Davids was born in 1920 and grew up in Brooklyn, New York, and graduated from Brooklyn College. At Georgetown he was one of the most popular professors at the School of Foreign Service, where he taught a generation of future diplomats and policymakers. His own textbook of American history, America and the World of Our Time, was published by Random House in several editions in the early 1960s. A specialist in U.S.-China relations, he edited over 40 volumes that compiled all of the United States diplomatic papers with China from the inception of U.S.-China relations.

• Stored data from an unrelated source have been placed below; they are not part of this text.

PR #121, opened 2023-04-28
WIP: PI Controller fixes

mikekryjak:
PR for branch originally started by @bendudson to address this issue:
https://github.com/bendudson/hermes-3/issues/82

Ben's original comment:
Separating density source from upstream feedback
source now specifies a fixed (not time varying) source, whicle source_shape is used by the upstream_density_feedback component.

This has technically enabled the PI controller to work, but there are still problems, see comments on the issue. 

Update 25/05/2023

- [x] Fix PI controller
- [x] Add diagnostic variables
- [x] Tune example cases
- [x] Update tests
- [x] Update documentation


mikekryjak:
I've done a bunch of tests and it looks like changing the P/I parameters does affect the controller, but it's just that the I component is so large that it dominates by several orders of magnitude even with the default settings where the I coefficient is 2x smaller than the P coefficient.

So in short, the controller appears functional, but the default settings are not good and lead to an overwhelmingly I dominated source (for whatever reason) while the overall source is too small to have any effect (this is because the source_shape was missing a multiplier in [m-3 s-1] in the input file).

I'm happy to try and tune P/I to get a good result, but I am unable to add the proportional and integral source components to saved variables for diagnostic purposes.
Xarray complains that `conflicting values for variable <feedback variable> on objects to be combined`. This is very odd, but I suspect it's something to do with the error calculation. I wonder if this is why there is a mysterious line which broadcasts the multiplier from the first processor (https://github.com/bendudson/hermes-3/blob/b8308c671fc4ecdeb574a1f459db01dd409bf412/src/upstream_density_feedback.cxx#L49) @bendudson what does this mean, why is it needed?

mikekryjak:
@bendudson this is now ready for merge after the `pull_request` test is fixed. I have no idea why it's failing - the `push` test is showing the expected result, but the `pull_request` test outcome makes no sense: it claims that 145eV is greater than the 150eV in the test script. One possible issue is that the `pull_request` test is referencing a different script that I haven't seen.

bendudson (approved):
Thanks @mikekryjak !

He was married for 45 years to Frances Davids of Oyster Bay, Long Island, New York, who taught 5th grade in a lengthy teaching career. They had two children: Paul Davids, a well-known film producer/director and writer (and artist) in Hollywood (www.pauldavids.com), who is married to Hollace Davids, senior vice president of Special Projects for Universal Pictures – and Jeanie Dwyer, who with her husband, Kevin, has three children (Matthew, Julie and Colin), two of whom have graduated from the University of Southern California and one of whom is currently[when?] a student there. Davids died in 1996 after suffering for many years from Alzheimer's disease, and Frances Davids wrote a book, Living with Alzheimer's, about her role as a caregiver. One of Paul Davids' films deals to some extent with the legacy of his father: The Artist and the Shaman and the great sense of personal loss that followed his death. He is honored every year at Georgetown by the Jules Davids medal given in his honor. His final book, which was to have been a definitive study of the life and career of W. Averell Harriman (begun with Harriman's collaboration and then continued by Davids alone) was never completed. Davids's epitaph reads: Greatly loved, a man of gentle wisdom.